PR #4238, opened 2025-06-27
[sqllib] Fix panic in string interner.

ryzhyk:
The IdentityHasher is intended to only hash uuids, so it only expected 16-byte inputs. However, in the previous version of the uuid crate (1.16.0) the Hash implementation for UUID first calls Hasher::write_length_prefix, which calls Hasher::write_usize, which hashes an 8-byte number. As a result the `debug_assert_eq!(bytes.len(), 16, "Expected 16 bytes")` assertion failed.  This doesn't happen with the latest uuid (1.17.0), which our Cargo.lock points to, but to be safe in case the implementation of Hash changes again in the future this commit prevents the panic.

### DIFF
--- a/Cargo.toml
+++ b/Cargo.toml
@@ -239,7 +239,7 @@ url = "2.5.0"
 urlencoding = "2.1.3"
 utoipa = "4.2"
 utoipa-swagger-ui = { version = "7.1", features = ["vendored"] }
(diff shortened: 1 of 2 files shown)


ryzhyk:
> Maybe we can move to u128 from guid at some point

Once interning is moved into the compiler, we can make that change.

====================

Word for word, copy out all of the data shown above.

* **Task solution**
PR #4238, opened 2025-06-27
[sqllib] Fix panic in string interner.

ryzhyk:
The IdentityHasher is intended to only hash uuids, so it only expected 16-byte inputs. However, in the previous version of the uuid crate (1.16.0) the Hash implementation for UUID first calls Hasher::write_length_prefix, which calls Hasher::write_usize, which hashes an 8-byte number. As a result the `debug_assert_eq!(bytes.len(), 16, "Expected 16 bytes")` assertion failed.  This doesn't happen with the latest uuid (1.17.0), which our Cargo.lock points to, but to be safe in case the implementation of Hash changes again in the future this commit prevents the panic.

### DIFF
--- a/Cargo.toml
+++ b/Cargo.toml
@@ -239,7 +239,7 @@ url = "2.5.0"
 urlencoding = "2.1.3"
 utoipa = "4.2"
 utoipa-swagger-ui = { version = "7.1", features = ["vendored"] }
(diff shortened: 1 of 2 files shown)


ryzhyk:
> Maybe we can move to u128 from guid at some point

Once interning is moved into the compiler, we can make that change.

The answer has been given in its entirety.